Cette Dominante, qui faisoit partie de l’Accord parfait de cette premiere Tonique, fait aussi partie du sien propre, dont elle est le Son fondamental. Il y a donc liaison entre ces deux Accords. De plus, cette même Dominante portant, ainsi que la Tonique, un Accord parfait majeur par le principe de la résonnance, ces deux Accords ne diffèrent entr’eux que par la Dissonance, qui de la Tonique passant à la Dominante, est la Sixte ajoutée, & de la Dominante repassant la Tonique, est la Septieme. Or ces deux Accords ainsi distingués par la Dissonance qui convient à chacun, forment, par les Sons qui les composent rangés en ordre, précisément l’Octave ou Echelle Diatonique que nous appellons Gamme, laquelle détermine le Ton.

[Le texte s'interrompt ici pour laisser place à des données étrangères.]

PR #2501, opened 2025-01-06
[ENGG-2627] feat: add draft request flow in api client

rohanmathur91:


RuntimeTerror10:
Request is saved when renaming it. Also shows unsaved changes post saving

https://github.com/user-attachments/assets/530c598a-74ab-44cd-aabf-88ab36217e13

app/src/features/apiClient/contexts/apiClient.tsx
```diff
@@ -173,7 +174,7 @@ export const ApiClientProvider: React.FC<ApiClientProviderProps> = ({ children }
   );
 
   const onSaveRecord = useCallback(
-    (apiClientRecord: RQAPI.Record, openTabOnSave = true) => {
+    (apiClientRecord: RQAPI.Record, openTabOnSave = true, replaceTabOnSave = false) => {
```
RuntimeTerror10, line 177: Instead of having `replaceTabOnSave` and `openTabOnSave` flags. Can be keep a single param like `onSaveAction` which be either `replace | open` and based on the action we can call the Tab functions.

RuntimeTerror10: Considering this because in future we need handle the optional params and ordering of if checks as we keep on add this function's params

RuntimeTerror10 (approved):

PR #2526, opened 2025-01-08
[ENGG-2779] feat: add Requestly extension for Firefox

nafees87n:
## Summary of changes

1. refactored to use the `chrome.declarativeNetRequest` types in compile time only and never in runtime as some of the methods are `undefined` in Firefox.
2. used `cloneInto` to pass the object context from content script to page script. [Refer](https://developer.mozilla.org/en-US/docs/Mozilla/Add-ons/WebExtensions/Sharing_objects_with_page_scripts#cloneinto)
3. Firefox does not use `documentLifecycle`. It has been handled as well.


browser-extension/config/configs/browser/firefox.json
```diff
@@ -1,4 +1,4 @@
 {
   "storageType": "local",
-  "contextMenuContexts": ["all"]
+  "contextMenuContexts": ["browser_action"]
```
nafees87n, line 3: Was used in MV2 but not required now. Not cleaning it up now.

browser-extension/mv3/package.json
```diff
@@ -43,6 +44,7 @@
     "rollup": "^2.79.1",
     "rollup-plugin-copy": "^3.4.0",
     "tslib": "^2.4.0",
-    "typescript": "^4.9.5"
+    "typescript": "^4.9.5",
+    "web-ext": "^8.3.0"
```
wrongsahil, line 48: Can you remove web-ext from the install.sh script

wrongsahil (approved):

Cette même Gamme de la Tonique, forme, altérée seulement par un Dièse, la Gamme du Ton de la Dominante ; ce qui montre la grande analogie de ces deux Tons, & donne la facilité de passer de l’un à l’autre au moyen d’une seule altération. Le Ton de la Dominante est donc le présente qui se présente après celui de la Tonique dans l’ordre des Modulations.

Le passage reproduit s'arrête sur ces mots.